■ Requirement ■
Go through the entries and set each one down exactly.

----- Records provided

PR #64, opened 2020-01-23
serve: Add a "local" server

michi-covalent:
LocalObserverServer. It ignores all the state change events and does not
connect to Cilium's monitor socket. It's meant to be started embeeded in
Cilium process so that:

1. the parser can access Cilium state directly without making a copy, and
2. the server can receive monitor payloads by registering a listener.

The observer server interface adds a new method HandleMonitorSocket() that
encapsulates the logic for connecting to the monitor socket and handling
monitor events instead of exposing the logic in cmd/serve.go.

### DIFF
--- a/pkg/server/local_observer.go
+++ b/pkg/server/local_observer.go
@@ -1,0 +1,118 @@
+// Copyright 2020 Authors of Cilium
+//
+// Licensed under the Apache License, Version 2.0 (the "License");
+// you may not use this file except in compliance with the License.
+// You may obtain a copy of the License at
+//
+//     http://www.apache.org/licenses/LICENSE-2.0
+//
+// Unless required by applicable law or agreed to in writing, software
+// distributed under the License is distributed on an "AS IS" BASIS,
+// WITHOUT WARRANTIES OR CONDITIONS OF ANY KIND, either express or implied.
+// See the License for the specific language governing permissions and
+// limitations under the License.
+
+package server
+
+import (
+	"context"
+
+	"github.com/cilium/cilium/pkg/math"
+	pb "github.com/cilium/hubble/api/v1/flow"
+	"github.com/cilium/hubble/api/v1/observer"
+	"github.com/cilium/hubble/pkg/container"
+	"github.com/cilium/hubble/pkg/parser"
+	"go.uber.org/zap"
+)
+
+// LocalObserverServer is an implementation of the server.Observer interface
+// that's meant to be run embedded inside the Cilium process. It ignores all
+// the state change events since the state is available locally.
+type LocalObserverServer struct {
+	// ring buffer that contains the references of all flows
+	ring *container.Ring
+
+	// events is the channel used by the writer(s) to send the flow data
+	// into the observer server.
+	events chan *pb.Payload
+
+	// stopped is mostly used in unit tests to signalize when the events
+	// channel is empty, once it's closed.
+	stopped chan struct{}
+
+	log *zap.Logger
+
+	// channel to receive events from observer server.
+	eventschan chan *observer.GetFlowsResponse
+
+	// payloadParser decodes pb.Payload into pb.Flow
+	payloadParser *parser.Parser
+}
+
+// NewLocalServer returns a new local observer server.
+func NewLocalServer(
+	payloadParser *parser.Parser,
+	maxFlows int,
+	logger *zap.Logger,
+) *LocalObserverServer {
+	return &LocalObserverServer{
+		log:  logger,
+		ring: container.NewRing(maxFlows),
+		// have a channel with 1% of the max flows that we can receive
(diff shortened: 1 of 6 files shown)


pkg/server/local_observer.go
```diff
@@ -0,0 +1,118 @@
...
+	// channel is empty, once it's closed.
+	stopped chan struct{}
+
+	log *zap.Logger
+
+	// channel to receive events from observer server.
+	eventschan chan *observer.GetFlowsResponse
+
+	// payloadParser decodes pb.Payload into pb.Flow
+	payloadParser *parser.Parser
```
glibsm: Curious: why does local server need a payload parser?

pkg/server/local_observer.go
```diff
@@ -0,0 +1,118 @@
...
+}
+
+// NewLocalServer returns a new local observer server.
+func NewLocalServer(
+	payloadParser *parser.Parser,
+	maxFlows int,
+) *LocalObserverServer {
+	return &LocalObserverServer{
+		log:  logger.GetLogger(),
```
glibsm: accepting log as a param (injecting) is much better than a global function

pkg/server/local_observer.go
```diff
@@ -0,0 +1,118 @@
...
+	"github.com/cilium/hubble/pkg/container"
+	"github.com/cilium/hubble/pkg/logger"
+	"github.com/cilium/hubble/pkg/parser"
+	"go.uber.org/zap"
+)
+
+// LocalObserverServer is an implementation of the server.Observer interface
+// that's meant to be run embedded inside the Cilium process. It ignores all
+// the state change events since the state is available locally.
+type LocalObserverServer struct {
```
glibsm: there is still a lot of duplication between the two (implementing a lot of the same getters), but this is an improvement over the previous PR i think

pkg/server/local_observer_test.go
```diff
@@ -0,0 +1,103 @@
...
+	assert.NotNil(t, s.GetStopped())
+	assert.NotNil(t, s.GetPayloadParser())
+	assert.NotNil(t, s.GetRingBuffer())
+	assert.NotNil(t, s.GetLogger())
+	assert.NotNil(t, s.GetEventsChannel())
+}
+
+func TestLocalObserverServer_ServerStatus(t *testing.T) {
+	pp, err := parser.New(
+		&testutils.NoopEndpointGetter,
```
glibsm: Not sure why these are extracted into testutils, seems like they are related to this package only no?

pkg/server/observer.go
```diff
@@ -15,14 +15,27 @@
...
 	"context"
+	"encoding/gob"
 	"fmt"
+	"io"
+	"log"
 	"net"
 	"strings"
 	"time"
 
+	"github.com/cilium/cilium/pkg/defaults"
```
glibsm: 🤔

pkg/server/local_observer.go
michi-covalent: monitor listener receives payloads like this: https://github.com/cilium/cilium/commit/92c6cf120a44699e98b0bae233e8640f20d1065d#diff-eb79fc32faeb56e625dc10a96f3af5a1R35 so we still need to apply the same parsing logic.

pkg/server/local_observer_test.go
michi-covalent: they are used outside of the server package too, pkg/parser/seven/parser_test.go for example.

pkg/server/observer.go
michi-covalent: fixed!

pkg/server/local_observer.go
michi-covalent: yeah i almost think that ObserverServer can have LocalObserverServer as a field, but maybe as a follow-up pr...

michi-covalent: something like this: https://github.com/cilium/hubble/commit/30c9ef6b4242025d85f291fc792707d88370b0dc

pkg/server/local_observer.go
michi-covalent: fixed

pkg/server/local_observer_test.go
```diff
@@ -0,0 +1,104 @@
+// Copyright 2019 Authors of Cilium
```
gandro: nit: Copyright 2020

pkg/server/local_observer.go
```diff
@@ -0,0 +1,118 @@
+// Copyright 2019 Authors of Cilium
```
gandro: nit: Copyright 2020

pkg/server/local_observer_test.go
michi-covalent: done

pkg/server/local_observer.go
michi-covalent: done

----------

■ Exercise response ■
PR #64, opened 2020-01-23
serve: Add a "local" server

michi-covalent:
LocalObserverServer. It ignores all the state change events and does not
connect to Cilium's monitor socket. It's meant to be started embeeded in
Cilium process so that:

1. the parser can access Cilium state directly without making a copy, and
2. the server can receive monitor payloads by registering a listener.

The observer server interface adds a new method HandleMonitorSocket() that
encapsulates the logic for connecting to the monitor socket and handling
monitor events instead of exposing the logic in cmd/serve.go.

### DIFF
--- a/pkg/server/local_observer.go
+++ b/pkg/server/local_observer.go
@@ -1,0 +1,118 @@
+// Copyright 2020 Authors of Cilium
+//
+// Licensed under the Apache License, Version 2.0 (the "License");
+// you may not use this file except in compliance with the License.
+// You may obtain a copy of the License at
+//
+//     http://www.apache.org/licenses/LICENSE-2.0
+//
+// Unless required by applicable law or agreed to in writing, software
+// distributed under the License is distributed on an "AS IS" BASIS,
+// WITHOUT WARRANTIES OR CONDITIONS OF ANY KIND, either express or implied.
+// See the License for the specific language governing permissions and
+// limitations under the License.
+
+package server
+
+import (
+	"context"
+
+	"github.com/cilium/cilium/pkg/math"
+	pb "github.com/cilium/hubble/api/v1/flow"
+	"github.com/cilium/hubble/api/v1/observer"
+	"github.com/cilium/hubble/pkg/container"
+	"github.com/cilium/hubble/pkg/parser"
+	"go.uber.org/zap"
+)
+
+// LocalObserverServer is an implementation of the server.Observer interface
+// that's meant to be run embedded inside the Cilium process. It ignores all
+// the state change events since the state is available locally.
+type LocalObserverServer struct {
+	// ring buffer that contains the references of all flows
+	ring *container.Ring
+
+	// events is the channel used by the writer(s) to send the flow data
+	// into the observer server.
+	events chan *pb.Payload
+
+	// stopped is mostly used in unit tests to signalize when the events
+	// channel is empty, once it's closed.
+	stopped chan struct{}
+
+	log *zap.Logger
+
+	// channel to receive events from observer server.
+	eventschan chan *observer.GetFlowsResponse
+
+	// payloadParser decodes pb.Payload into pb.Flow
+	payloadParser *parser.Parser
+}
+
+// NewLocalServer returns a new local observer server.
+func NewLocalServer(
+	payloadParser *parser.Parser,
+	maxFlows int,
+	logger *zap.Logger,
+) *LocalObserverServer {
+	return &LocalObserverServer{
+		log:  logger,
+		ring: container.NewRing(maxFlows),
+		// have a channel with 1% of the max flows that we can receive
(diff shortened: 1 of 6 files shown)


pkg/server/local_observer.go
```diff
@@ -0,0 +1,118 @@
...
+	// channel is empty, once it's closed.
+	stopped chan struct{}
+
+	log *zap.Logger
+
+	// channel to receive events from observer server.
+	eventschan chan *observer.GetFlowsResponse
+
+	// payloadParser decodes pb.Payload into pb.Flow
+	payloadParser *parser.Parser
```
glibsm: Curious: why does local server need a payload parser?

pkg/server/local_observer.go
```diff
@@ -0,0 +1,118 @@
...
+}
+
+// NewLocalServer returns a new local observer server.
+func NewLocalServer(
+	payloadParser *parser.Parser,
+	maxFlows int,
+) *LocalObserverServer {
+	return &LocalObserverServer{
+		log:  logger.GetLogger(),
```
glibsm: accepting log as a param (injecting) is much better than a global function

pkg/server/local_observer.go
```diff
@@ -0,0 +1,118 @@
...
+	"github.com/cilium/hubble/pkg/container"
+	"github.com/cilium/hubble/pkg/logger"
+	"github.com/cilium/hubble/pkg/parser"
+	"go.uber.org/zap"
+)
+
+// LocalObserverServer is an implementation of the server.Observer interface
+// that's meant to be run embedded inside the Cilium process. It ignores all
+// the state change events since the state is available locally.
+type LocalObserverServer struct {
```
glibsm: there is still a lot of duplication between the two (implementing a lot of the same getters), but this is an improvement over the previous PR i think

pkg/server/local_observer_test.go
```diff
@@ -0,0 +1,103 @@
...
+	assert.NotNil(t, s.GetStopped())
+	assert.NotNil(t, s.GetPayloadParser())
+	assert.NotNil(t, s.GetRingBuffer())
+	assert.NotNil(t, s.GetLogger())
+	assert.NotNil(t, s.GetEventsChannel())
+}
+
+func TestLocalObserverServer_ServerStatus(t *testing.T) {
+	pp, err := parser.New(
+		&testutils.NoopEndpointGetter,
```
glibsm: Not sure why these are extracted into testutils, seems like they are related to this package only no?

pkg/server/observer.go
```diff
@@ -15,14 +15,27 @@
...
 	"context"
+	"encoding/gob"
 	"fmt"
+	"io"
+	"log"
 	"net"
 	"strings"
 	"time"
 
+	"github.com/cilium/cilium/pkg/defaults"
```
glibsm: 🤔

pkg/server/local_observer.go
michi-covalent: monitor listener receives payloads like this: https://github.com/cilium/cilium/commit/92c6cf120a44699e98b0bae233e8640f20d1065d#diff-eb79fc32faeb56e625dc10a96f3af5a1R35 so we still need to apply the same parsing logic.

pkg/server/local_observer_test.go
michi-covalent: they are used outside of the server package too, pkg/parser/seven/parser_test.go for example.

pkg/server/observer.go
michi-covalent: fixed!

pkg/server/local_observer.go
michi-covalent: yeah i almost think that ObserverServer can have LocalObserverServer as a field, but maybe as a follow-up pr...

michi-covalent: something like this: https://github.com/cilium/hubble/commit/30c9ef6b4242025d85f291fc792707d88370b0dc

pkg/server/local_observer.go
michi-covalent: fixed

pkg/server/local_observer_test.go
```diff
@@ -0,0 +1,104 @@
+// Copyright 2019 Authors of Cilium
```
gandro: nit: Copyright 2020

pkg/server/local_observer.go
```diff
@@ -0,0 +1,118 @@
+// Copyright 2019 Authors of Cilium
```
gandro: nit: Copyright 2020

pkg/server/local_observer_test.go
michi-covalent: done

pkg/server/local_observer.go
michi-covalent: done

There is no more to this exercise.